Huaniqueo was made a partido of Michoacán in 1825 and one of its original municipalities in 1831. On 23 April 1861, Epitacio Huerta, governor of Michoacán, renamed the municipal seat Huaniqueo de Morales in honour of the parish priest Juan José Pastor Morales, a supporter of the struggle for Mexican independence.

==Administration==
The municipal government comprises a president, a councillor (Spanish: síndico), and seven trustees (regidores), four elected by relative majority and three by proportional representation. The current president of the municipality is María Trinidad Vázquez Herrera.

==Demographics==
In the 2010 Mexican Census, the municipality of Huaniqueo recorded a population of 7983 inhabitants living in 2369 households. The 2015 Intercensal Survey estimated a population of 8093 inhabitants in Huaniqueo.

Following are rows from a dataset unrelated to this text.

Issue #1578, opened 2024-07-27
forward declaration not suggested for type returned from function


firewave:
`test.h`
```cpp
#include "s.h"

S f();
```

`s.h`
```cpp
class S {};
```

Analyzing a file including `test.h` will not suggest a forward declaration which would be sufficient.

But if you are already using a forward declaration instead of the include it will report that everything is correct.

If the type is used as a function parameter it will suggest the forward declaration.

I am quite surprised but apparently it is legal: https://stackoverflow.com/questions/47817012/incomplete-types-as-function-parameters-and-return-values.

I am using include-what-you-use 0.22 on Manjaro Linux.

bolshakov-a:
This is the default IWYU policy. Please read the docs: https://github.com/include-what-you-use/include-what-you-use/blob/master/docs/WhatIsAUse.md

I think it would be nice to add command-line flags to switch these policies off.

firewave:
> This is the default IWYU policy. 

Interesting. This is basically the "mission statement" I was referring to in https://github.com/include-what-you-use/include-what-you-use/pull/1568#issuecomment-2224983328.

> I think it would be nice to add command-line flags to switch these policies off.

I second that.

I doubt that each author will properly express their intend. And even if that is covered in code reviews there might still be cases slipping through.

And with the function parameter case suggesting the forward declaration, depending on when you started to use include-what-you-use and the evolution of the code, you might end with either of the cases.

I think it would be nice to be able to enforce a certain policy for consistency across the code.

firewave:
> I think it would be nice to be able to enforce a certain policy for consistency across the code.

I think there should be three different policies: `permissive` (current / default), `incomplete` and `full`.

firewave:
> I think there should be three different policies: `permissive` (current / default), `incomplete` and `full`.

It could be more complex than that though as we currently have two different policies in place. We allow either if any of them is already in place and suggest the full type.

So there would be more cases:
- `incomplete` - enforce usage of incomplete types
- `full` - enforce usage of full types
- `suggest-incomplete` - do not enforce and use incomplete types for suggestions (if necessary)
- `suggest-full` - do not enforce and use full types for suggestions (the current default)

PR #1693, opened 2025-03-09
Make "assignable" trait handling more fine-grained

### LINKED ISSUE #1615: include suggested when forward declaration is (was) sufficient
I reduced this from much bigger code (`lib/pathanalysis.cpp` in the `Cppcheck` project) and the warning about the unnecessary include in `test.cpp` is intentional. It is probably possible to reduce it more but most changes I tried to caused the issues to disappear.

`test.cpp`
```cpp
#include "test.h"
#include "inc.h"
```

`test.h`
```cpp
#include "types.h"

#include <functional>
#include <list>
#include <string>

class Token;

struct PathAnalysis {
    struct Info {
        const Token* tok;
        ErrorPath errorPath;
    };

    void forward(const std::function<void(const Info&)>& f) const;

    Info forwardFind(std::function<bool(const Info&)> pred) const {
        Info result{};
        forward([&](const Info& info) {
            result = info;
        });
        return result;
    }
};
```

`inc.h`
```cpp
#include "token.h"
```

`token.h`
```cpp
class Token{};
```

`types.h`
```cpp
#include <list>
#include <string>
#include <utility>

class Token;

using ErrorPathItem = std::pair<const Token *, std::string>;
using ErrorPath = std::list<ErrorPathItem>;
```

```
#include "token.h"     // for Token

- class Token;  // lines 7-7

#include "token.h"     // for Token
#include "types.h"     // for ErrorPath
#include <functional>  // for std::function
#include <list>        // for std::list
#include <string>      // for std::basic_string
---

- #include "inc.h"  // lines 2-2

#include "test.h"
---
```

This started with 0.23dev. I cannot reproduce it with 0.22.

```

- #include <string>  // lines 5-5

#include "types.h"     // for ErrorPath
#include <functional>  // for std::function
#include <list>        // for std::list
class Token;  // lines 7-7
---

- #include "inc.h"  // lines 2-2

#include "test.h"
---
```

Here's the files in an archive to ease reproducing it: [example.zip](https://github.com/user-attachments/files/16919779/example.zip)

bolshakov-a:
The test refactored and extended.

This patch is not consistent in what should be done with _possible_ conversions. That means: if the types don't satisfy the trait at the time of analysis, should they be nevertheless complete to prevent a UB if some conversion operators appear in the future? It has been generally answered "yes" for this patch, but not for the pointer assignments. The cases when a type starts inheriting another type, previously unrelated, seem to be rare (or not so rare?). However, this has not been applied to reference assignments, when the full rhs class type is always required. This is because I'm really not sure which
approach should be preferred... But I think IWYU hardly can (and should) prevent any possible UB after user's code future refactoring, especially in cases like described in [here](https://github.com/include-what-you-use/include-what-you-use/pull/745#issuecomment-2697923215), otherwise it might require completely unrelated types.

Nevertheless, this fixes #1615.


iwyu.cc
```diff
@@ -2043,21 +2043,87 @@ class IwyuBaseAstVisitor : public BaseAstVisitor<Derived> {
...
+    // important not to suggest a full type when it is redundant for computing
+    // the correct value.
+    switch (expr->getTrait()) {
+      case TypeTrait::BTT_IsSame:
+        return true;
+      case TypeTrait::BTT_IsAssignable:
+      case TypeTrait::BTT_IsNothrowAssignable:
+        // TODO(bolshakov): require complete argument types here when
+        // CanForwardDeclareType stops doing it.
+        if (RemoveReference(lhs_type)->isRecordType()) {
```
kimgr, line 2069: I think you want to check for `TagType` here to also cover unions. Or `isRecordType() || isUnionType()`.

iwyu.cc
```diff
@@ -2043,21 +2043,87 @@ class IwyuBaseAstVisitor : public BaseAstVisitor<Derived> {
...
+          // type.
+          ReportTypeUse(CurrentLoc(), rhs_type, DerefKind::RemoveRefs);
+        }
+        return true;
+      case TypeTrait::BTT_IsTriviallyAssignable: {
+        // Trivial assignment doesn't involve any user-defined operators but may
+        // involve a derived-to-base conversion.
+        const Type* lhs_deref_type = RemoveReference(lhs_type);
+        if (lhs_deref_type->isStructureOrClassType()) {
+          // Rhs may be the same or derived class. In both cases, its type info
```
kimgr, line 2100: All-upper `RHS`, please.

kimgr: Hmm, or maybe that makes the other all-lower `rhs` look weird. Maybe compromise with `The rhs...`?

iwyu_ast_util.cc
```diff
@@ -1683,6 +1689,28 @@ vector<const Type*> GetCanonicalArgComponents(
   return res;
 }
 
+bool IsReferenceToModifiableLValue(const Type* type) {
+  return type->isLValueReferenceType() &&
+         !type->getPointeeType().getQualifiers().hasConst();
+}
+
+bool DerivedToBasePtrConvertible(const Type* derived_ptr_type,
```
kimgr, line 1697: Can we fit and `Is` prefix here, so `IsDerivedTo...`?

iwyu.cc
```diff
@@ -2043,21 +2043,87 @@ class IwyuBaseAstVisitor : public BaseAstVisitor<Derived> {
...
+    if (expr->getNumArgs() == 2)
+      rhs_type = expr->getArg(1)->getType().getTypePtr();
+
+    // Most of the binary type traits require the types to be complete types or
+    // arrays of unknown bound for compilable code. It means that compilers
+    // accept pointers or references to fwd-declared types. However, in certain
+    // cases it may cause a UB (C++20 [meta.rqmts]p5) because the full
+    // pointed-to type is needed to determine the trait value correctly, so it's
+    // better for IWYU to require the full type info in such situations. It is
+    // important not to suggest a full type when it is redundant for computing
```
kimgr, line 2060: I don't understand the last sentence, particularly "redundant for computing the correct value"?

iwyu.cc
kimgr: Wait, what? `RecordType` also covers unions? I was under the impression that unions were the difference between `Tag` and `Record` types. But it doesn't look like it, so I guess this works fine.

firewave:
After all the comments have been addressed I will do a comparison run.

iwyu.cc
bolshakov-a: Yes, `RecordType` covers classes, structs, and unions, and `TagType` also covers enums.

iwyu.cc
bolshakov-a: The lowercase abbreviations seem to be more common in variable names ([an example in the C++ Core Guidelines](https://isocpp.github.io/CppCoreGuidelines/CppCoreGuidelines#c83-for-value-like-types-consider-providing-a-noexcept-swap-function)), but it may because the uppercase ones would look like macro names...

iwyu.cc
bolshakov-a: I mean: in cases like `std::is_assignable_v<Token*&, Token*>`, the result is always `true` regardless of what `Token` actually is (like in #1615). No full type info is needed.

bolshakov-a:
@kimgr, @firewave, @selat, I would like to know your opinion about whether IWYU should suggest the full type info in cases like `std::is_assignable<Class1&, Class2&>` just because a conversion operation _may_ appear _in the future_, or `Class2` _may_ start to inherit `Class1`? Or this is not very important? At least for future PRs to be more consistent.

firewave:
I think this is "author intent" vs "IWYU intent". Similar to other cases where incomplete and full policy are both allowed but not enforced, it should be lenient (until there is a switch to control the policy) to go for the incomplete if none is currently done and keep the full intact if that is already used. But I somehow have the feeling this is the actual crux here.

I hope this made any sense at all. I am not really a person to document on issues on this level.

bolshakov-a:
Thanks! However, the "author intent" analysis has its costs. I'd say that it causes much of the IWYU complexity. It may be not very difficult to implement only on the user's side, though, as it should be with type traits.

However, I'm not sure if all of this _really_ should be done. I don't still realize which bad things would happen in real-world code if one just removes `VisitTypeTraitExpr`.

firewave:
So maybe it is time to toss anything about "intent" out of the window and enforce an actual policy. See https://github.com/include-what-you-use/include-what-you-use/issues/1578#issuecomment-2283764995 for a suggestion.

iwyu.cc
kimgr: Yeah, let's go with `The rhs may be the same...`, to avoid the casing challenge.

kimgr:
@bolshakov-a 
> I would like to know your opinion about whether IWYU should suggest the full type info in cases like `std::is_assignable<Class1&, Class2&>` just because a conversion operation may appear in the future, or Class2 may start to inherit Class1? 

It's a good question. I feel like it would be more consistent not to assume the worst and instead leave that as a lurking bug (maybe with a little warning on high verbosity level).

Do I understand you correctly that this is the risky behavior:

* T0: `Class1` and `Class2` are unrelated and not assignable
* T1: We run IWYU, and it suggests that forward-declares are enough for `Class1` and `Class2` when used with `is_assignable`
* T2: We make a change to `Class1` or `Class2` so there's an implicit conversion which makes them assignable. But that will only fire with `is_assignable` if `Class1` and `Class2` are complete types. If not, behavior is undefined?

And this is only a problem if they are lvalue references, right? Otherwise the complete type for `Class1` and `Class2` would already be required?

I wonder if longer-term we could find a way to make this part of Sema reusable: https://github.com/llvm/llvm-project/blob/7f415e444197025180d786c5e212f13b738179cb/clang/lib/Sema/SemaExprCXX.cpp#L5746, so we don't end up reimplementing it poorly?

iwyu.cc
bolshakov-a: Sorry, I forgot. We decided to use the word "redundant" when an `#include` is already somewhere in the tree, didn't we? If so, "unnecessary" fits better here, indeed.

bolshakov-a:
> I feel like it would be more consistent not to assume the worst and instead leave that as a lurking bug

Do you mean that the full type-info suggestions should be avoided whenever possible (without introducing an UB in a present user's code)? Or just keep my variant of the handling?

> If not, behavior is undefined?

Yes, correct. But it seems that in real-world code a type-trait check should be followed by an explicit use of the checked property, and IWYU should report it anyway, so IWYU doesn't need the explicit type-trait handling with all of its complexity...

> And this is only a problem if they are lvalue references, right? Otherwise the complete type for Class1 and Class2 would already be required?

Lvalue and rvalue references, yeah. And, more likely, pointers to members need a similar consideration. The standard states that the types should be complete, cv-qualified `void`, or unbound arrays (note that pointers and references are always complete, even when pointed-to type is incomplete).

> I wonder if longer-term we could find a way to make this part of Sema reusable

Of course, it would be good to reuse the compiler logic somehow instead of reimplementing it... However, as regards `CheckConvertibilityForTypeTraits`, it doesn't fully correspond to the "assignable" property.

kimgr:
> > I feel like it would be more consistent not to assume the worst and instead leave that as a lurking bug
>
> Do you mean that the full type-info suggestions should be avoided whenever possible (without introducing an UB in a present
> user's code)? Or just keep my variant of the handling?

I'm not sure :-)

As I understand it, the new logic in this patch will never (barring mistakes) suggest a change that introduces UB, right?

So the concern is that the user might make changes to the types involved in the traits expression in a way that the traits expression will now require the complete type, but they don't notice? If that's the case, I'm inclined to think that's the user's problem, and mostly unrelated to IWYU. But I guess there's some subtlety that I'm missing.

bolshakov-a:
Yeah, correct. But note that a stricter policy leads to a simpler implementation, in general. If we'd decide to report any pointed-to type which is different from the lhs pointed-to type (to prevent further user's bugs, as we could say), then I would have to remove `isDerivedFrom` check from `IsDerivedToBasePtrConvertible` and keep there only the qualifier check (and rename the function to `CouldBeDerived...`). If we'd decide to report only the actually needed types at the moment of analysis, then some more code should be written to do the same derived-to base check for references, and to scan the lhs for a suitable assignment operator, etc. (However, the latter should anyway be done some day to find that same "3rd type"...) Indeed, the simplest version from the master branch causes #1615 because it is exceedingly strict.

> However, as regards CheckConvertibilityForTypeTraits, it doesn't fully correspond to the "assignable" property.

Moreover, `CheckConvertibilityForTypeTraits` and similar parts of `Sema` code don't say which types should be complete but just compute the trait value.

kimgr:
@bolshakov-a So the tradeoff seems to be between:

* Require too much in general, at the cost of unwanted changes to user code and longer compile times
* Require too little in some cases, at the cost of potentially setting user code up for UB

In my mind, the only case we want to avoid is where IWYU will _introduce_ UB by suggesting that we remove includes that in fact are necessary for traits requirements. It's not fully clear to me if any of the variants have that behavior... But it seems to me the [three-part conversion example](https://github.com/include-what-you-use/include-what-you-use/pull/745#issuecomment-2697923215) might trigger something with the patch in this PR?

bolshakov-a:
> It's not fully clear to me if any of the variants have that behavior...

None of the suggested alternatives (except the complete removal of the handler) is supposed to introduce an UB.

> But it seems to me the https://github.com/include-what-you-use/include-what-you-use/pull/745#issuecomment-2697923215 might trigger something with the patch in this PR

`C` is reported neither on my branch nor on the master. It is not so easy to fix it in IWYU. Also note that attempts to prevent _possible future_ UBs would lead to requiring `C` full type even if `C` would not have a conversion ctor from `B`. And it doesn't look like a good idea. However, it is still a synthetic example. I don't know if it matters for any real-world code.

bolshakov-a:
> I think it's fine if the heuristics err in the favor of complete types.

So, would it be better to remove the check that `derived` is actually derived from `base` from `IsDerivedToBasePtrConvertible`?

iwyu.cc
```diff
@@ -2043,21 +2043,87 @@ class IwyuBaseAstVisitor : public BaseAstVisitor<Derived> {
...
+          // Scalar types can be assigned to only if they're modifiable lvalues.
+          const Type* lhs_deref_type = RemoveReference(lhs_type);
+          const Type* rhs_deref_type = RemoveReference(rhs_type);
+          // For derived-to-base pointer conversion to be allowed, the derived
+          // type should be complete.
+          // TODO(bolshakov): what about member pointers?
+          if (IsDerivedToBasePtrConvertible(rhs_deref_type, lhs_deref_type)) {
+            ReportTypeUse(CurrentLoc(), rhs_type, DerefKind::RemoveRefsAndPtr);
+            return true;
+          }
```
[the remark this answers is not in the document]
bolshakov-a: It could, but I think the logic is more clearly expressed in this form, because it is rather a special case vs. other alternatives than the two complementary alternatives.

kimgr:
> > I think it's fine if the heuristics err in the favor of complete types.
>
> So, would it be better to remove the check that derived is actually derived from base from IsDerivedToBasePtrConvertible?

I've been a little busy the past weeks so I keep coming back to this patch for 10 minutes at a time, and I honestly have not been able to get my head around larger-scale effects of one policy or the other.

I'm happy to merge this as-is based on a superficial look at the tests -- it seems to be doing the right thing, and is an improvement on the status quo -- and I guess we can figure out more edge-case problems as they surface.

I have to start preparing a 0.24 release for Clang 20 soon, so it would be nice to land this first.

bolshakov-a:
Ok, let's proceed with it as-is. I don't think all these cases are very important, and even the complete removal of the trait handler would probably go, as I've already mentioned.

bolshakov-a:
> I've been a little busy the past weeks so I keep coming back to this patch for 10 minutes at a time

That's pretty sad that such a unique and important (IMHO) project as IWYU has no paid maintainer...

firewave:
I did  a comparison run and my reported issue has indeed bene fixed, and I see no other changes. 👍

> That's pretty sad that such a unique and important (IMHO) project as IWYU has no paid maintainer...

Welcome to open source. I think not even clang-tidy has a dedicated paid contributor. And even if you have paid people their contributions might still be erratic. Not every project is like DXVK which basically went into overdrive when somebody started putting a wage onto it...

bolshakov-a:
I'm not sure about clang-tidy specifically, but the main clang (as well as gcc, I think) maintainers definitely work on it as part of their full-time job. That's why it succeeded in competition with commercial compilers (at least until Google, particularly Richard Smith, stopped active contributing). Communism is a utopia, as the history of my country showed, but people and organizations can develop mutually beneficial cooperation and make free products for anyone...

Sorry about turning this PR into a useless chatter.

kimgr:
I think IWYU has always been a labor of love. csilvers, who started it, just happened to be Google's CTO, and could spend some company time on it.

I have no affiliation with Google, never have, and my current day job does not use C++, so I just look after IWYU because it makes me happy. I'm not so sure paid maintainership would make me happier or better equip me to understand Clang and IWYU. Maybe I just need to retire :o)

bolshakov-a:
> csilvers, who started it, just happened to be Google's CTO, and could spend some company time on it.

And it looks suspicious that he left commercial programming in 2012, just after a couple of years trying to write IWYU...

> I just look after IWYU because it makes me happy

One can envy you!

Just some thoughts appear occasionally: maybe, I'm terribly wrong about IWYU importance, and if no one currently wants to pay for it (money or time, which is nearly the same) then probably no one really needs it... The company I worked for didn't want to give me even unpaid time for working on IWYU.

Ah, nevermind. Let's do what one wants or thinks he should do.

firewave:
> if no one currently wants to pay for it (money or time, which is nearly the same) then probably no one really needs it...

That is the crux of open source. Nobody wants to buy for it but everybody wants to profit from it.

> maybe, I'm terribly wrong about IWYU importance,

There's several reasons you might want to apply to your project. So importance may vary.

One might be build times and that might be an important issue to tackle. I read something crazy at some point in the LLVM issue tracker. It was someone who worked in the gaming industry and the person stated that nobody is using the actual STL includes because they are way too heavy and they are using custom thin layers to make compilation fast and only bring the actual library in later. I have no idea how that might even be working with all the template madness and unfortunately I do not have link to it either. But that shows IWYU is tackling things which are very important but it is not only about "excessive includes" but also "includes which are excessive". LLVM is actually tackling both by making their standards library very granular and light on transitive includes. So unsurprisingly there are a lot of cogs in play in just this one scenario.

And now we are waaaaaay off track ...

bolshakov-a:
Even worse, if you refactor one of your headers or just realize that it doesn't actually need some of its external library includes, you often cannot just remove them because you find out that a half of your project depends on it transitively. If I remember correctly, it took about a month (!) for our team to clean up one of such headers. The IWYU tool didn't correctly work with it those days. (Surprisingly, it didn't give a lot of compile time improvement; [jumbo build](https://en.wikipedia.org/wiki/Unity_build) helped much better, but it looks like a kind of ugliness for me.) Due to this, the company included the IWYU principle into an obligatory style guide. But then I noticed how extremely inefficient my work became when figuring out by eyes which includes are still needed in a several-thousand-lines-of-code file after removing a couple of the lines. So I think it must be automated.

But, maybe, it would be better to rewrite all the code into C++20 modules, or just stop writing C++ completely, [as the previous US administration suggested](https://www.theregister.com/2024/11/08/the_us_government_wants_developers/)... Personally, I've left the commercial C++ development and don't want to get back, at least until IWYU would work fine.

firewave:
> If I remember correctly, it took about a month (!) for our team to clean up one of such headers.

The amount required could be quite arbitrary as it highly depends on your design. If it affects APIs it might take years until you can wrap it up, even tough it might just be a few hours of actual work.

> it didn't give a lot of compile time improvement

In conjunction with something like `ccache` it might still help. It might also help with the run-time of something like static code analysis tools which might be way less efficient than a compiler.

> maybe, it would be better to rewrite all the code into C++20 modules, or just stop writing C++ completely

Don't get me started on modern C++.

> at least until IWYU would work fine.

Because of that some people just drop these tools because they are not worth the time spend on maintaining the integration or dealing with false positives.

And for others that's how they start committing boatloads of their time for free to an open source/pet project. That's how I got so involved in Cppcheck. I wanted it to be usable and for years I am basically just trying to wrap up all my open work but I keep getting involved in bigger or other tasks because everything is convoluted or fundamentally broken ...

Having it clean running against Cppcheck seems to be getting close if the current pace of improvements is kept up (maybe another year or two). At least of the CLI code. For the GUI code I finally need to start looking into adjusting the mapping generator.

bolshakov-a:
> maybe another year or two

Sounds good. (If you really believe it.)

I just wanted to say that a couple of people working in a non-obligatory way in spare time is seemingly not enough even for IWYU to escape from the alpha-quality stage in the near future. (It should be even more relevant for comprehensive static analysis tools like Cppcheck.) But if the mankind doesn't consider this as a problem, it probably isn't.

firewave:
> for IWYU to escape from the alpha-quality stage

A big problem in perception of the quality and the adaption of IWYU is that depending on your platform you might be stuck with a very outdated version (same with Cppcheck) - including the Compiler Explorer integration (see #1358). And there's also the issue that it might break when the underlying default Clang version is being updated and you are required to manually specify the proper includes.

Even on ArchLinux-based systems where it is in AUR you are dependent on your distro already having moved to the matching Clang version. That might lead to failing updates of the package and might also lead to people dropping the latest version.

Another pain point may also understanding how it decides what to add/remove, The hints are useful in most cases but for the rest of them it is hard to understand where those symbols are coming from (sometimes I wish it would just tell me the line of code it thinks it needs that include for). And there's the issue with bigger third-party libraries (Qt *cough* Boost *cough*).

And without proper feedback it is also hard to improve things. That also requires another group of dedicated people (another common issue across the open source space).

That all makes it feel like it might not be production-ready although it is a very solid piece of software with people involved that really know what it is all about (I wish I had that knowledge but to be honest I do not long or intend to achieve that). It took me quite a while until I got a hold on how to do that.

But IWYU definitely did make an impact. LLVM started their own `clang-include-cleaner` and they adopted the existing IWYU annotations. And there have been discussions and conses when those were extended. So it is not like nobody cared.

There are 27 localities in the municipality, of which only the municipal seat Huaniqueo de Morales is classified as urban. It recorded a population of 2566 inhabitants in the 2010 Census.

==Economy==
The main economic activity in Huaniqueo is agriculture. The municipality is responsible for 15% of Mexico's total lentil production, behind only Coeneo which accounts for 57%. There is low-level production of other crops and livestock for local consumption.